HOW TO ROOT GALAXY S3 USING CF-AUTO-ROOT ?

1. Download and extract Odin3-v1.85_technoxide.com.zip

2. Download and extract CF-Auto-Root-xx-xxxx-modelnumber.zip for your device model from Official XDA thread.
( I am downloaded CF-Auto-Root-m0-m0xx-gti9300.zip as my device model is I9300 )

3. In your PC open Odin3 v1.85.exe

4. Click PDA button and select CF-Auto-Root-xx-xxxx-modelnumber.tar.md5
( Mine is CF-Auto-Root-m0-m0xx-gti9300.tar.md5 )

5. Boot your phone to download mode ( Turn off phone, after all the lights gone press volume Down + Home + Power .If it asks to press a button to continue, press the listed button ).

5. Now, Connect the phone to PC using USB cable.

6. If everything correct Odins ID:COM box it will be in yellow or blue color with a port name.

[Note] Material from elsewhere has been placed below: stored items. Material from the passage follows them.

Issue #2993, opened 2023-10-03
sync users to Hive Console via SCIM 


n1ru4l:
# Overview

Support syncing users from external identity providers (e.g. Okta/Microsoft Entra ID/etc.) to Hive Console.

## The Problem

Manage user identities across many different applications and services is difficult. In organizations, users need access to lots of apps like Slack, Grafana, Hive Console (this is us!!!), etc.

*  User accounts must be created manually in each app 
*  Updates (name, role, department) must be synced manually
*  When someone leaves, accounts must be disabled everywhere manually

SSO (Single Sign On) only solves the login/authentication part of this story. It let’s the user log in once and then access multiple apps without having to re-entering credentials for each single one.
Also the user only starts existing in the app (Hive Console) after the first login, the only way to assign permissions before hand is to leverage the invite by email feature to assign a role/resources.
Organization administrators want to automate the provisioning and onboarding process for new organization members at scale, without leaving their identity provider interface.

## Why SCIM?

SCIM (System for Cross-domain Identity Management) is a REST(-style) API standard for automating user provisioning and deprovisioning between systems.
This standard is supported by popular identify providers like Okta and EntraID. 
In short:

* Create a new user on identity provider (Okta), REST endpoint is called on the app (Hive Console) end for creating the new user
* User is updated on identity provider (Okta), REST endpoint on the app is called for updating the users attributes.
* User is removed on identity provider (Okta), REST endpoint is called for removing the user
* User is added to a group on identity provider (Okta), REST endpoint is called for adding the user to the group
* User is removed from a group on identity provider (Okta), REST endpoint is called for removing the user from the group

In SCIM we have two types of entities, users and groups.
**SCIM Users**: These map 1:1 to users on our end. A SCIM user has a list of SCIM Groups that we need to translate to our permission system.
**SCIM Groups**: These are used for organizating users. One SCIM user can have multiple groups assigned.
It is the organization administrators responsibility to manage a mapping between SCIM Groups and role assignments on Hive Console side.

## Mapping SCIM Groups to the Hive Console permission system (Introducing Groups)

A common pattern in SaaS apps is that administrators maintain a mapping of SCIM group to the actual app permission system (instead of relying on matching to roles based on SCIM group attributes or names). Thus, it makes sense to not try to reinvent what people are familiar with.
We can introduce groups and groups can be assigned to users (or users assigned to groups).

[...]

PR #8096, opened 2026-06-01
feat: scim group and user provisioning

n1ru4l:
### Description

This PR implements https://github.com/graphql-hive/console/issues/2993, which adds:
- Syncing groups and users from a identity provider (such as Okta or Entra) to Hive Console using SCIM 2.0
- Assigning role + resource mappings to provisioned groups to grant users permissions based on assigned groups
- Configure a custom claim for the OIDC identity to SCIM provisioned user identity mapping

What is still missing to get this released?
- [x] Manual test with all the identity providers our customers will use
- [x] Ensure users personal access token permissions are restricted on groups
- [x] Ensure provisioned user is jailed to the organization (business logic + tests)
- [x] Ensure provisioned user can no be modified/altered outside SCIM (business logic + tests)
- [x] UI for configuring user id claim
- [x] Polish the UI around users and groups
- [ ] ~~I want to cleanup the logic for creating users which is right now split into our old storage module and also the new users store I introduced~~

####  Testing the Changes

- In order to use the SCIM endpoints, the organization needs to be set up to an OIDC provider.
- Once that is done you can use the base endpoint `http://localhost:3001/scim/v2/` for provisioning users and groups.
- For Authorization, use a organization access token with the permissions to Modify/Manage organization members (`scim:provision`). Send it via Bearer authentication (Header: `Authorization: Bearer ACCESS_TOKEN`).
- Use your identity provider to provision users and groups
- Within the members settings new "groups" section on the Hive dashboard you can assign role mappings to grant permissions to groups

#### Notes on the SCIM Endpoints

The SCIM endpoints have been field tested against a Okta custom integration (Note: Okta also has integration network integration, which have different behaviour. [More info here](https://developer.okta.com/docs/api/openapi/okta-scim/guides/scim-20)) and Microsoft Entra.

A quite extensive integration test suite exists for the endpoints (based on example payloads shared both in the documentation provided by Okta and Entra), though we can only gain 100% confidence by actually running a manual provisioning test against each identity provider as the protocol implementations and usages are quite a bit messy.

The endpoints are implemented as defensive as possible in an attempt to support a large variety of quirks the identity providers could have when calling the endpoints.

#### Notes on Groups

- Groups can currently only be managed (created, updated and deleted) via the SCIM endpoints.
- While groups have an `externalId` in SCIM, it seems that both Okta and Entra do not use an `externalId` and instead map the group via the `displayName` instead, thus in our implementation providing a `externalId` is optional and the `displayName` will be used as the unique property for detecting conflicts if not provided.

### Resource Links

- https://developer.okta.com/docs/api/openapi/okta-scim/guides/scim-20
- https://learn.microsoft.com/en-us/entra/identity/app-provisioning/use-scim-to-provision-users-and-groups
- https://datatracker.ietf.org/doc/html/rfc7644
- https://scim.cloud/

### Checklist

- [ ] Input validation
- [ ] Output encoding
- [ ] Session management
- [ ] Access control
- [ ] Cryptographic practices
- [ ] Data protection
- [ ] Communication security
- [ ] System configuration
- [ ] Database security
- [ ] File management
- [ ] Memory management
- [ ] Testing


iftika1:
👋 Hi — really appreciate this SCIM work; it's been solid to integrate against. While validating against the SCIM 2.0 spec (RFC 7643/7644) we came across a few upstream observations we thought would be useful to share:

#### SCIM 2.0 conformance
- **`PATCH` isn't atomic** (RFC 7644 §3.5.2) — in `PATCH /Groups`, the property-update / member-remove / member-add steps run as separate un-wrapped statements, so a partial failure isn't rolled back (only full-replace is transactional). The spec requires all-or-nothing.
- **`totalResults` returns the page size, not the total** (RFC 7644 §3.4.2) — it's set to `resources.length`, so paginated clients under-collect / stop after the first page. Needs a `COUNT(*)` for the query.
- **`meta` is missing `location` / `created` / `lastModified`** (RFC 7643 §3.1) — user and group resources return only `meta.resourceType`.
- **User resource has no `groups[]`** (RFC 7643 §4.1.2) — the read-only `groups` attribute (the groups a user belongs to) isn't returned on `GET /Users`.

#### Personal access tokens don't honor provisioned-user group permissions
The session correctly resolves a provisioned user's permissions from groups (`loadPolicyStatementsForOrganization` → `if (user.provisionedByOrganizationId) …`), but the PAT surfaces in `organization-access-tokens.ts` all resolve from the **base** role (`membership.assignedRole.role.allPermissions` / `.resources`) with no group branch: `createPersonalAccessTokenForViewer`, `getAvailablePermissionGroupsForMembership`, `getPermissionsForAccessToken`, `computeAuthorizationStatements`, `getGraphQLResolvedResourcePermissionGroupForAccessToken`. So a provisioned user (base role `Viewer`) can't put a group-granted permission on a PAT — it's stripped at creation and again on every use (cache recompute). 
Since a provisioned user's PAT can't carry their group-granted permissions, there's no straightforward way to issue a scoped-down token for that user and exercise the group-based permissions end-to-end.

Also, question: Is single-org the intended model for SCIM-provisioned users, or is cross-org membership something you're planning to support?

mish-elle:
To add some context on Aisha's last point, our main use case for multi-org SCIM users is for Platform Operators: the team that manages all organizations on the platform i.e. setting up OIDC, etc. We could work around this by keeping Platform Operators as SSO-only users outside SCIM, but if we're externalizing all user management to SCIM then ideally Platform Operators should be managed through the same automated provisioning/deprovisioning path.

n1ru4l:
@mish-elle @iftika1 This PR focuses on provisioning users for organizations, not platform operators (which is out of scope here). It is intentional that all provisioned users are restricted/jailed to the provisioned organization.

@iftika1 I addressed the `PATCH` operation and `totalResult` concerns, thanks for reporting these!

I still feel hesitant in including the `User.groups` attribute as this adds a lot of additional DB reads for list endpoints. Both Okta and Entra work without these. Is this just a concern regarding the correctness of specification implementation or an actual blocker?

 Could you succeed testing the integration against your SCIM provider, or were the issues you described (missing `User.groups` attribute and invalid `totalResults`) preventing a successful test?

iftika1:
@n1ru4l Appreciate the quick followup. Unfortunately, `User.groups` is a real requirement for us, not just spec correctness. Our SCIM provider runs a periodic "collect entitlements" reconciliation that reads each user's current group/entitlement set from the User resource itself, so without `groups` it can't reconcile what a user holds.

n1ru4l:
@iftika1 I did  a lot of improvements to the SCIM implementation, including the groups property. Could you please re-evaluate whether the endpoints now correctly work with your provider?

integration-tests/tests/api/access-tokens/personal.spec.ts
n1ru4l, line 1: just refactoring to use the new flow test helper instead of the local mutation.

integration-tests/tests/api/auth/scim.spec.ts
n1ru4l, line 1: extensive test suite of all the scim endpoints and scim user restrictions (jail, ownership transfer etc.)

integration-tests/tests/api/oidc-integrations/crud.spec.ts
n1ru4l, line 1: just refactoring to use the new flow test helper instead of the local mutation.

integration-tests/tests/api/organization/groups.spec.ts
n1ru4l, line 1: testing all the crud logic around groups and assigning group mappings to them.

integration-tests/tests/api/user.spec.ts
n1ru4l, line 1: just refactoring to use the new flow test helper instead of the local mutation.

packages/internal/postgres/src/postgres-database-pool.ts
n1ru4l, line 1: I added support for nested transactions, these are only virtual transactions that makes it easier to use a transaction in the context of another transaction, which makes writing some code easier.

packages/migrations/src/actions/2026.06.01T00-00-00.scim-user-group-provisioning.ts
```diff
@@ -0,0 +1,91 @@
...
+export default {
+  name: '2026.05.18T00-00-00.scim-group-provisioning.ts',
+  run: ({ psql }) => psql`
+    CREATE OR REPLACE FUNCTION update_last_updated_at_column()
+    RETURNS TRIGGER AS $$
+    BEGIN
+        NEW."last_updated_at" = NOW();
+        RETURN NEW;
+    END;
+    $$ LANGUAGE plpgsql;
```
n1ru4l, line 12: It seemed to be the easiest way to consistently update the last "updated_at" column is to introduce a trigger.

packages/services/api/src/modules/auth/resolvers/Mutation/updateMe.ts
n1ru4l, line 1: moved all business logic to the `AuthManager` class.

packages/services/api/src/modules/shared/providers/storage.ts
```diff
@@ -58,7 +58,6 @@ export interface Storage {
     email: string;
     oidcIntegration: null | {
       id: string;
-      defaultScopes: Array<OrganizationAccessScope | ProjectAccessScope | TargetAccessScope>;
```
n1ru4l, line 61: unused since 1999.

packages/services/api/src/shared/helpers.ts
```diff
@@ -187,7 +188,7 @@ export function batchBy<TItem, TResult>(
   /** Function to determine the batch group. */
   buildBatchKey: (arg: TItem) => unknown,
   /** Loader for each batch group. */
-  loader: (args: TItem[]) => Promise<Promise<TResult>[]>,
+  loader: (args: TItem[]) => Promise<MaybePromise<TResult>[]>,
```
n1ru4l: I was tired of writing `ids.map(async id => records.get(id))`. Instead i wanted to just do `ids.map(id => records.get(id))` 👍

packages/services/api/package.json
```diff
@@ -13,7 +13,10 @@
     "./modules/shared/providers/logger": "./src/modules/shared/providers/logger.ts",
     "./modules/shared/providers/redis": "./src/modules/shared/providers/redis.ts",
     "./modules/schema/providers/schema-version-store": "./src/modules/schema/providers/schema-version-store.ts",
-    "./modules/token/providers/target-token-storage": "./src/modules/token/providers/target-token-storage.ts"
+    "./modules/token/providers/target-token-storage": "./src/modules/token/providers/target-token-storage.ts",
+    "./modules/organization/providers/group-store": "./src/modules/organization/providers/group-store.ts",
+    "./modules/organization/providers/group-member-store": "./src/modules/organization/providers/group-member-store.ts",
+    "./modules/organization/providers/users-store": "./src/modules/organization/providers/users-store.ts"
```
n1ru4l: vitest requires these entries

packages/services/server/src/api.ts
n1ru4l, line 1: some old logic that is very outdated

jonathanawesome (approved):

Issue #7702, opened 2026-02-17
Invitation Link not correctly send when dot is at wrong place in url


stefan-geiger-mw:
Hi team, 
we are very happy to use a self hosted hive console for our graphql. Some weeks ago, we changed our domain from 

```
https://graphql-hive-dataservicelayer-prod.prod.zzzzzzz.aa.bbbbbb.cccc/xxxxxx
```

something like 

```
https://graphql-hive-dataservicelayer-prod.proddsl.zzzzzzz.aa.bbbbbb.cccc/xxxxxx
```

(I need to mask the real domain because of sensitive data, but the length of the domain and subdomains is correct)

When I now invite colleagues, the invitation link is correctly generated https://graphql-hive-dataservicelayer-prod.proddsl.zzzzzzz.aa.bbbbbb.cccc/join/3f6f16d1c but in the email the dot between proddsl and zzzzzzz is missing and it looks like https://graphql-hive-dataservicelayer-prod.proddslzzzzzzz.aa.bbbbbb.cccc/join/3f6f16d1c

I looked at the logs of the email component and the line breaks in the logs are exactly at this place, so maybe this is related to the missing dot in the email

                 href=3D"https://graphql-hive-dataservicelayer-prod.proddsl=
.zzzzzzz.aa.bbbbbb.cccc/join/3f6f16d1c" style=3D"display:inline-block;backg=
round:#245850;color:#ffffff;font-family:Ubuntu, Helvetica, Arial, =
sans-serif;font-size:16px;font-weight:normal;line-height:120%;margin:0;text=
-decoration:none;text-transform:none;padding:10px 25px;mso-padding-alt:0px;=
border-radius:3px;" target=3D"_blank"

I would be happy to hear from you about this, it seems/feels like a bug in the hive component.

Best Stefan

stefan-geiger-mw:
I suggest the following change to fix the issue: https://github.com/graphql-hive/console/pull/7864
Today I wasn't able to test it, if someone of you have the local setup for testing it, please do so (needs some time for me to set up everything for testing and finding a suitable domain to reproduce the issue)

stefan-geiger-mw:
Second try to fix the issue here: https://github.com/graphql-hive/console/pull/8103

stefan-geiger-mw:
Unfortunately, can't find a fix for the issue.

PR #8103, opened 2026-06-02
fix: ISSUE-7702 use beautify=false for rendering html

stefan-geiger-mw:
### Background

See [ISSUE-7702](https://github.com/graphql-hive/console/issues/7702): After lengthening the deployment domain (...prod.proddsl.zzzzzzz...), invitation and password-reset emails rendered the link with a missing dot (proddslzzzzzzz), breaking the URL. A separate regression in providers.ts also caused all emails to fail with ECONNREFUSED 127.0.0.1:587.

### Description

The fix explicitly disable beautify in the mjml2html call:

```ts
  const rendered = mjml2html(body, {
    beautify: false,
    minify: false,
    minifyOptions: undefined,
  });
```

With beautify: false, MJML won't pass the HTML through js-beautify, so it won't wrap the long href attribute and the dot stays intact.

Deeper investigation: 
- Template (renderPasswordResetEmail) just injects the URL → fine.
- button() just interpolates ${input.url} into href="..." → fine.
- email() compiles via mjml2html with no beautify: false → MJML beautifies → js-beautify wraps the long line → dot split.
- The QP = soft break in the raw log is QP simply preserving/re-wrapping HTML that already contained the awkward line break.

Impact / side effects of beautify: false

- HTML is no longer pretty-printed — output becomes a single, dense block with minimal whitespace/indentation. This is purely cosmetic for the raw source; it does not affect how the email renders for recipients.
- Smaller payload — less whitespace means a slightly smaller email body.
- No more line-wrapping inside attributes — the intended fix; long URLs stay intact.
- Debugging the raw HTML is harder — the source is no longer human-readable/indented. If readability is ever needed, view it through a formatter rather than re-enabling beautify.
- No functional/visual change to the email itself — MJML's actual layout output is identical; only formatting of the source string changes.

### Checklist

- [x] Input validation
- [x] Output encoding
- [x] Session management
- [x] Access control
- [x] Cryptographic practices
- [x] Data protection
- [x] Communication security
- [x] System configuration
- [x] Database security
- [x] File management
- [x] Memory management
- [ ] Testing -> done in my DEV environment after docker build is successful

### DIFF
--- a/packages/services/workflows/__tests__/components.spec.ts
+++ b/packages/services/workflows/__tests__/components.spec.ts
@@ -2,7 +2,7 @@ import { button, email, mjml } from '../src/lib/emails/components.js';
 
 
 describe('email', () => {
-  it('preserves button URLs without modification', () => {
+  it('preserves button to click url', () => {
     const url =
       'https://graphql-hive-dataservicelayer-dev01.vvvvvv.wwwwwww.xx.yyyyyy.zzzz/auth/reset-password?rid=thirdpartyemailpassword&tenantId=public&token=xxxxxxxxxxxxxxxxxxxxxxxxxxx';
 
@@ -14,7 +14,7 @@ describe('email', () => {
     expect(html).toContain(url);
   });
 
-  it('preserves button URLs with special characters', () => {
+  it('preserves the input url itself', () => {
     const url =
       'https://graphql-hive-dataservicelayer-dev01.vvvvvv.wwwwwww.xx.yyyyyy.zzzz/auth/reset-password?rid=thirdpartyemailpassword&tenantId=public&token=xxxxxxxxxxxxxxxxxxxxxxxxxxx';
 
--- a/packages/services/workflows/__tests__/components.spec.ts
+++ b/packages/services/workflows/__tests__/components.spec.ts
@@ -1,0 +1,28 @@
+import { button, email, mjml } from '../src/lib/emails/components.js';
+
+
+describe('email', () => {
+  it('preserves button URLs without modification', () => {
+    const url =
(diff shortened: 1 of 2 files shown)


stefan-geiger-mw:
@n1ru4l I started a second try to fix the issue, since the old PR was not working for me and I was getting stuck on it. I investigated again (with the help of AI) and found the following configuration in the HTML template rendering to be changed to be able to avoid these line breaks of the url. From my perspective this is worth a try to test out, so if you could trigger the docker build again, then I can test on our setup.
Best Stefan

n1ru4l:
@stefan-geiger-mw Can please you create a unit test for the `email` function to confirm this behaviour works as expected and the url is not broken?

stefan-geiger-mw:
> @stefan-geiger-mw Can please you create a unit test for the `email` function to confirm this behaviour works as expected and the url is not broken?

Done

n1ru4l (changes requested):
I cloned the code locally and set `beautify` to `true` and could not see any failing test.

In fact, it seems like `beautify: true` even prints the following to the console:

```
email > preserves button to click url
"minify" option is not available
``` 

Thus, I do not think this is causing your issue.

stefan-geiger-mw:
> I cloned the code locally and set `beautify` to `true` and could not see any failing test.
> 
> In fact, it seems like `beautify: true` even prints the following to the console:
> 
> ```
> email > preserves button to click url
> "minify" option is not available
> ```
> 
> Thus, I do not think this is causing your issue.

You are correct. The issue is still there and I am out of ideas and time how to solve it. For now, we will live with this little bug.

7. Make sure Re-partition is NOT checked.






8. Finally Click Start button and wait till the phone reboot. 

After complete update Odin will show PASS on top left and phone will reboot.





That's it....You are successfully Rooted your phone.... Now follow the steps below if you want to install ClockWorkMod recovery.

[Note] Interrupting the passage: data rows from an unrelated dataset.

PR #8117, opened 2026-06-04
App deployments CLI goodies

enisdenjo:
- `app:create --version` flag is optional, generates a random 7-char alphanumerical version
- `app:create --publish` flag to publish after creating
- `app:create ./dir` or `app:create **/*.graphql`command to generate an operations manifest from operations recursievely in a dir or glob

### TODO

- [x] docs https://github.com/graphql-hive/docs/pull/128


packages/libraries/cli/src/commands/app/genops.ts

HOW INSTALL CLOCKWORKMOD RECOVERY IN SAMSUNG GALAXY S3 ?


Note
Installing recovery steps and images are made based on Galaxy S3 I9300... if you have another one use the correct one for your model.

1. Install and open ROM Manager

2. Click Recovery Setup.
http://2.bp.blogspot.com/-ayjbsrknzPg/Ug0lcvwiw8I/AAAAAAAABGo/eQiOKgnZJwg/s320/Rom-Manager-Recovery-Setup.png

3. In the next screen select ClockWorkMod Recovery under INSTALL OR UPDATE RECOVERY.





4. In the next screen click on Phone Model





 Finally in the next screen click Flash ClockworkMod Recovery and wait till it finishes the download and installation.
* if you want to install ClockWorkMod Touch version click on the toggle button before doing the 5th step. 





That's it...done...To check the ClockWorkMod recovery boot to recovery either by holding the Volume up + Home + Power or by clicking the Reboot into Recovery in ROM Manager.


----------



## Fantassy123 (Oct 27, 2013)

There is no need for 2 same threads about rooting phone..
http://forum.xda-developers.com/showthread.php?t=2235366 here is already one and these sort threads belongs in Samsung galaxy S3 Development or Q&A section of the S3


----------



## keifus.rahn (Oct 27, 2013)

Fantassy123 said:


> There is no need for 2 same threads about rooting phone..
> http://forum.xda-developers.com/showthread.php?t=2235366 here is already one and these sort threads belongs in Samsung galaxy S3 Development or Q&A section of the S3

Click to collapse



I put this here for a guy that couldn't get into development and for who ever else cant get in there and ask questions. Thats why it says guide for noobs.
sorry for the inc


----------



## hadirad (Jun 7, 2018)

I tried the above mentioned solution but it doesnt work for me!
NAND Write start!!
FAIL!


----------